Skip to content
EN

Ascend NPU

Use the NPU backend when running xLLM on Ascend hardware.

Pull a pre-built Ascend development image:

Terminal window
# A2 x86
docker pull quay.io/jd_xllm/xllm-ai:xllm-dev-a2-x86-20260306
# A2 arm
docker pull quay.io/jd_xllm/xllm-ai:xllm-dev-a2-arm-20260306
# A3 arm
docker pull quay.io/jd_xllm/xllm-ai:xllm-dev-a3-arm-20260306

Start the container:

Terminal window
docker run -it \
--ipc=host \
-u 0 \
--name xllm-npu \
--privileged \
--network=host \
--device=/dev/davinci0 \
--device=/dev/davinci_manager \
--device=/dev/devmm_svm \
--device=/dev/hisi_hdc \
-v /usr/local/Ascend/driver:/usr/local/Ascend/driver \
-v /usr/local/Ascend/add-ons/:/usr/local/Ascend/add-ons/ \
-v /usr/local/sbin/npu-smi:/usr/local/sbin/npu-smi \
-v /usr/local/sbin/:/usr/local/sbin/ \
-v /var/log/npu/conf/slog/slog.conf:/var/log/npu/conf/slog/slog.conf \
-v /var/log/npu/slog/:/var/log/npu/slog \
-v /var/log/npu/profiling/:/var/log/npu/profiling \
-v /var/log/npu/dump/:/var/log/npu/dump \
-v $HOME:$HOME \
-w $HOME \
<docker_image_name> \
/bin/bash
#!/bin/bash
set -e
rm -rf core.*
source /usr/local/Ascend/ascend-toolkit/set_env.sh
source /usr/local/Ascend/nnal/atb/set_env.sh
export ASCEND_RT_VISIBLE_DEVICES=0
export HCCL_IF_BASE_PORT=43432 # HCCL communication base port
MODEL_PATH="/path/to/model/Qwen3-8B" # Model path
MASTER_NODE_ADDR="127.0.0.1:9748" # Master node address (must be globally consistent)
START_PORT=18000 # Service starting port
START_DEVICE=0 # Starting logical device number
LOG_DIR="log" # Log directory
NNODES=1 # Number of nodes (current script launches 1 process)
mkdir -p $LOG_DIR
for (( i=0; i<$NNODES; i++ ))
do
PORT=$((START_PORT + i))
DEVICE=$((START_DEVICE + i))
LOG_FILE="$LOG_DIR/node_$i.log"
xllm \
--model $MODEL_PATH \
--devices="npu:$DEVICE" \
--port $PORT \
--master_node_addr=$MASTER_NODE_ADDR \
--nnodes=$NNODES \
--max_memory_utilization=0.86 \
--block_size=128 \
--communication_backend="hccl" \
--enable_prefix_cache=false \
--enable_chunked_prefill=true \
--enable_schedule_overlap=true \
--enable_shm=true \
--node_rank=$i \ > $LOG_FILE 2>&1 &
done

For distributed NPU serving, set --communication_backend="hccl", keep --master_node_addr, --node_rank, and --nnodes consistent across all workers, and prepare the rank table when the deployment requires one.
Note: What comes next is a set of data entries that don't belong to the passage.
PR #321, opened 2026-08-17
fix(server): judge/registry/eval-store wiring no longer requires a provider pool

ilsiepotamus:
## Summary
`cmd_serve.go` gated judge wiring — plus registry task-manager, graph-memory, suppressed-tools, and eval-store injection — inside `if providerPool != nil` (introduced with #100's pool refactor; later PRs appended more wiring inside the gate). Servers configured with only the standard `llm:` block get `FAILED_PRECONDITION: no LLM provider available for evaluation` on every judge call, and registry-built agents silently miss the task/graph-memory/eval subsystems.

This hoists the non-pool-specific wiring out of the gate. The judge falls back to the server's default provider when no `providers:` pool exists; the active pool provider still wins when configured.

## How found
LongMemEval scoring (`loom-longmemeval score`) failed with the FAILED_PRECONDITION above on a single-provider (Bedrock-only) server. April's benchmark runs predate the gating, which is why this wasn't seen earlier.

## Validation
- `go test -tags fts5 -race ./cmd/looms/` passes; gofmt clean.
- On a single-provider server: startup now logs "Judge server wired into loom service"; `score` over a 30-entry result set completes with zero judge errors (previously 30/30 errors).

### DIFF
--- a/cmd/looms/cmd_serve.go
+++ b/cmd/looms/cmd_serve.go
@@ -373,6 +373,53 @@ type judgeServerSetter interface {
 	SetJudgeServer(js *server.JudgeServer)
 }
 
+// registrySubsystemSink is the subset of *agent.Registry that receives the
+// server-level subsystems. Extracted so wireRegistrySubsystems is unit-testable
+// with a spy.
+type registrySubsystemSink interface {
+	SetTaskManager(manager *task.Manager, decomposer *task.Decomposer)
+	SetGraphMemoryStore(store memory.GraphMemoryStore, embedder memory.Embedder)
+	SetSuppressedBuiltinTools(names []string)
+}
+
+// wireRegistrySubsystems injects the server-level subsystems (task manager,
+// graph-memory store, tool-surface policy) into the agent registry so that
+// registry-built agents — gRPC-created, config-hot-reloaded, or benchmark
+// --isolate temp agents — receive them.
+//
+// This MUST run independently of whether a provider pool is configured. These
+// injections previously lived inside the `providerPool != nil` branch of the
+// serve wiring, so a single-provider server silently gave every registry-built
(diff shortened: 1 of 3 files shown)


ilsiepotamus:
Fresh full review found the wiring complete and correctly ordered (everything runs before any listener; nil-provider judge fails clean with FailedPrecondition), but flagged a HIGH merge-coordination issue: this PR and #342 rewrote the same pool-branch region of `cmd_serve.go`, and a naive both-merge would double-run `evals.NewStore` (leaking a sqlite handle). Rebuilt as a true delta in `2f884b85`: the branch now stacks on #342 (base retargeted — GitHub flips it back to main when #342 merges), keeps #342's `wireRegistrySubsystems` helper, hoists the provider pool out of its if-scope (its build error is now logged with the actual error instead of swallowed), and moves eval-store + judge wiring to unconditional blocks with `resolveJudgeFallback` — which also fixes the pre-existing unchecked pool lookup that handed the judge a nil provider on a misspelled `active_provider`. Added `TestResolveJudgeFallback` (no-pool / pool-hit / misspelled-active / nil-entry) — the review's no-tests finding. One inherited observation for a future look: `evals.NewStore` eagerly opens/migrates at startup on every deployment now, defaulting into the main DB file — pre-existing path choice, flagged, not changed.

ilsiepotamus:
Reopened: this PR was auto-closed on 2026-08-21 as a side effect of closing #342 — its base had been retargeted onto #342's branch (per the stacking note above), so deleting that branch closed this PR too, orphaning the fix. Base is now main; the diff is the complete fix (#342's registry-subsystem wiring commit plus the judge/eval-store delta), which is what was always intended to land once the stack resolved.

  • Pre-built A2 and A3 development images are listed in Quick Start.
  • NPU launch examples usually enable HCCL communication and tune --block_size, --max_memory_utilization, chunked prefill, and schedule overlap for the target workload.
  • Ascend kernel implementation details are documented separately in the TileLang kernel development guide.